Segment Open
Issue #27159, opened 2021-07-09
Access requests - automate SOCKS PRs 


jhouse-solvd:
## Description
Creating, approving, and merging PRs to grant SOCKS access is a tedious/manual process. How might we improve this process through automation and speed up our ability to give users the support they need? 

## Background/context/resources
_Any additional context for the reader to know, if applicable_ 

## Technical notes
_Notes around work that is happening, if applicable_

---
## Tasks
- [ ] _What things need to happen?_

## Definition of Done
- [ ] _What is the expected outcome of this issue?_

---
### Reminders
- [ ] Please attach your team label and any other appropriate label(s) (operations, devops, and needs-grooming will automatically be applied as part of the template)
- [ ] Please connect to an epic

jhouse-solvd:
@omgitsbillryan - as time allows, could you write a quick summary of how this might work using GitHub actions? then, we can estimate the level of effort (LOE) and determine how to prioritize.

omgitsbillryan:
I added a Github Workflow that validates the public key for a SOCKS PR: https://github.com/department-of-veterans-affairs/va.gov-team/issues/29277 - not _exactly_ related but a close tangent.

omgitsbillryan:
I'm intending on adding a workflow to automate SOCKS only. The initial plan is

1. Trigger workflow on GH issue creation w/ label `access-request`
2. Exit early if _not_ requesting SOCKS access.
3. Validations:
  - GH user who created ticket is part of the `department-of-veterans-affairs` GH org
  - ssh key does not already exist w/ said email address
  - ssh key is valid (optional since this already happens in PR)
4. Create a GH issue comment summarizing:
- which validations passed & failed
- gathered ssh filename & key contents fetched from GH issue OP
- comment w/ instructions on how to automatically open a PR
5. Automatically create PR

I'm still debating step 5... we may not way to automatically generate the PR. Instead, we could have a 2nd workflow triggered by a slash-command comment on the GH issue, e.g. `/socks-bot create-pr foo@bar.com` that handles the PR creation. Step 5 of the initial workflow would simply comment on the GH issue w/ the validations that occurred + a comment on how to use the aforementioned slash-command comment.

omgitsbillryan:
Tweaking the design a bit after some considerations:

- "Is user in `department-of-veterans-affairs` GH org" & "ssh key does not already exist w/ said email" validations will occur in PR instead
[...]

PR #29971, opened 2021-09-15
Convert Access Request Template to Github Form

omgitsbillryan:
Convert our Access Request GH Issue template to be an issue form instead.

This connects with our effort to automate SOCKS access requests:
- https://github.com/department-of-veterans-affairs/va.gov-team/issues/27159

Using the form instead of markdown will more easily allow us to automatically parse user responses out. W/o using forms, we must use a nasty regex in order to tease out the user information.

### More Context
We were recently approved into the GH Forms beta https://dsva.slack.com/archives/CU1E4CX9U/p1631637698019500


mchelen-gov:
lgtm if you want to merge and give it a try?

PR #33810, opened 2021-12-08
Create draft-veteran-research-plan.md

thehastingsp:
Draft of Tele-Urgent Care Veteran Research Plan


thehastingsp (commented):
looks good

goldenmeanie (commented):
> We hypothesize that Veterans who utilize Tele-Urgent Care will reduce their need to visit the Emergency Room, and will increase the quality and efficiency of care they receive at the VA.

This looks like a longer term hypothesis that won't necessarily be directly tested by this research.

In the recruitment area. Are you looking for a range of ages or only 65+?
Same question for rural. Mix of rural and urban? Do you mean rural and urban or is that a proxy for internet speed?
Segment Closed
What you are asked to do →
The answer must be every record above, repeated exactly as written.

Exercise solution →
Issue #27159, opened 2021-07-09
Access requests - automate SOCKS PRs 


jhouse-solvd:
## Description
Creating, approving, and merging PRs to grant SOCKS access is a tedious/manual process. How might we improve this process through automation and speed up our ability to give users the support they need? 

## Background/context/resources
_Any additional context for the reader to know, if applicable_ 

## Technical notes
_Notes around work that is happening, if applicable_

---
## Tasks
- [ ] _What things need to happen?_

## Definition of Done
- [ ] _What is the expected outcome of this issue?_

---
### Reminders
- [ ] Please attach your team label and any other appropriate label(s) (operations, devops, and needs-grooming will automatically be applied as part of the template)
- [ ] Please connect to an epic

jhouse-solvd:
@omgitsbillryan - as time allows, could you write a quick summary of how this might work using GitHub actions? then, we can estimate the level of effort (LOE) and determine how to prioritize.

omgitsbillryan:
I added a Github Workflow that validates the public key for a SOCKS PR: https://github.com/department-of-veterans-affairs/va.gov-team/issues/29277 - not _exactly_ related but a close tangent.

omgitsbillryan:
I'm intending on adding a workflow to automate SOCKS only. The initial plan is

1. Trigger workflow on GH issue creation w/ label `access-request`
2. Exit early if _not_ requesting SOCKS access.
3. Validations:
  - GH user who created ticket is part of the `department-of-veterans-affairs` GH org
  - ssh key does not already exist w/ said email address
  - ssh key is valid (optional since this already happens in PR)
4. Create a GH issue comment summarizing:
- which validations passed & failed
- gathered ssh filename & key contents fetched from GH issue OP
- comment w/ instructions on how to automatically open a PR
5. Automatically create PR

I'm still debating step 5... we may not way to automatically generate the PR. Instead, we could have a 2nd workflow triggered by a slash-command comment on the GH issue, e.g. `/socks-bot create-pr foo@bar.com` that handles the PR creation. Step 5 of the initial workflow would simply comment on the GH issue w/ the validations that occurred + a comment on how to use the aforementioned slash-command comment.

omgitsbillryan:
Tweaking the design a bit after some considerations:

- "Is user in `department-of-veterans-affairs` GH org" & "ssh key does not already exist w/ said email" validations will occur in PR instead
[...]

PR #29971, opened 2021-09-15
Convert Access Request Template to Github Form

omgitsbillryan:
Convert our Access Request GH Issue template to be an issue form instead.

This connects with our effort to automate SOCKS access requests:
- https://github.com/department-of-veterans-affairs/va.gov-team/issues/27159

Using the form instead of markdown will more easily allow us to automatically parse user responses out. W/o using forms, we must use a nasty regex in order to tease out the user information.

### More Context
We were recently approved into the GH Forms beta https://dsva.slack.com/archives/CU1E4CX9U/p1631637698019500


mchelen-gov:
lgtm if you want to merge and give it a try?

PR #33810, opened 2021-12-08
Create draft-veteran-research-plan.md

thehastingsp:
Draft of Tele-Urgent Care Veteran Research Plan


thehastingsp (commented):
looks good

goldenmeanie (commented):
> We hypothesize that Veterans who utilize Tele-Urgent Care will reduce their need to visit the Emergency Room, and will increase the quality and efficiency of care they receive at the VA.

This looks like a longer term hypothesis that won't necessarily be directly tested by this research.

In the recruitment area. Are you looking for a range of ages or only 65+?
Same question for rural. Mix of rural and urban? Do you mean rural and urban or is that a proxy for internet speed?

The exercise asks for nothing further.